Stored data entries
--
PR #542, opened 2023-11-13
🐛 fix: trigger didn't update flag correctly

deleteLater:
We need to update the `updatedAt` field when trigger runs, otherwise our SDK will not accept the flag change since they have the same update timestamp.


cosmos-explorer (approved):
LGTM

PR #543, opened 2023-11-13
🖍 style: unify nz-select style

cosmos-explorer:
The styles for nz-select was a messy. Any changes to one may break others. Some of the text/selected item(s)/placeholder are not vertically centered, it was a cauchmare to fix it. So we decided to refactor the styles for all nz-select.


deleteLater (approved):
LGTM

PR #549, opened 2023-11-29
🏗 infra: refactor publish-docker-images.yml

deleteLater:
This PR

- Always run publish image GitHub Action manually since we need to decide whether to publish latest image
- Make publish-docker-image.yml simpler
- Improving the workflow speed; previously taking 45 minutes, the process now completes in just 22 minutes.

Refer [this](https://github.com/featbit/featbit/actions/runs/7043363396) to check out an example run. Additionally, compare the performance with a previous run (v3.0.0) [here](https://github.com/featbit/featbit/actions/runs/6906276351).


cosmos-explorer (approved):
LGTM

PR #559, opened 2023-12-21
✨ feat: add instruction desctiptor

deleteLater:
Use instruction descriptor to describe instruction change

PR #563, opened 2023-12-26
✨ feat: add webhook change description

deleteLater:
add webhook change description to webhook callback, follow up #533 

based on #559


cosmos-explorer:
This logic is missing when live debug a webhook

cosmos-explorer (approved):
LGTM

Issue #87, opened 2020-11-12
Physics-based preconditioner


hoppe93:
In particular MUMPS seems to sometimes have problems converging in certain scenarios. It is unclear exactly what the cause is, but a probable cause might be that the lack of normalizations in DREAM make the matrix ill-conditioned. One potential way of relieving this could be to simply rescale the matrix in order to make all matrix elements as close to unity as possible. This should be relatively straightforward to achieve via a transformation A' = P*A*P^-1 before inverting the matrix A, with P a (diagonal) rescaling matrix.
--
DIRECTIONS FOR THIS TASK:
Give a word-for-word restatement of every record.

RESULT:
PR #542, opened 2023-11-13
🐛 fix: trigger didn't update flag correctly

deleteLater:
We need to update the `updatedAt` field when trigger runs, otherwise our SDK will not accept the flag change since they have the same update timestamp.


cosmos-explorer (approved):
LGTM

PR #543, opened 2023-11-13
🖍 style: unify nz-select style

cosmos-explorer:
The styles for nz-select was a messy. Any changes to one may break others. Some of the text/selected item(s)/placeholder are not vertically centered, it was a cauchmare to fix it. So we decided to refactor the styles for all nz-select.


deleteLater (approved):
LGTM

PR #549, opened 2023-11-29
🏗 infra: refactor publish-docker-images.yml

deleteLater:
This PR

- Always run publish image GitHub Action manually since we need to decide whether to publish latest image
- Make publish-docker-image.yml simpler
- Improving the workflow speed; previously taking 45 minutes, the process now completes in just 22 minutes.

Refer [this](https://github.com/featbit/featbit/actions/runs/7043363396) to check out an example run. Additionally, compare the performance with a previous run (v3.0.0) [here](https://github.com/featbit/featbit/actions/runs/6906276351).


cosmos-explorer (approved):
LGTM

PR #559, opened 2023-12-21
✨ feat: add instruction desctiptor

deleteLater:
Use instruction descriptor to describe instruction change

PR #563, opened 2023-12-26
✨ feat: add webhook change description

deleteLater:
add webhook change description to webhook callback, follow up #533 

based on #559


cosmos-explorer:
This logic is missing when live debug a webhook

cosmos-explorer (approved):
LGTM

Issue #87, opened 2020-11-12
Physics-based preconditioner


hoppe93:
In particular MUMPS seems to sometimes have problems converging in certain scenarios. It is unclear exactly what the cause is, but a probable cause might be that the lack of normalizations in DREAM make the matrix ill-conditioned. One potential way of relieving this could be to simply rescale the matrix in order to make all matrix elements as close to unity as possible. This should be relatively straightforward to achieve via a transformation A' = P*A*P^-1 before inverting the matrix A, with P a (diagonal) rescaling matrix.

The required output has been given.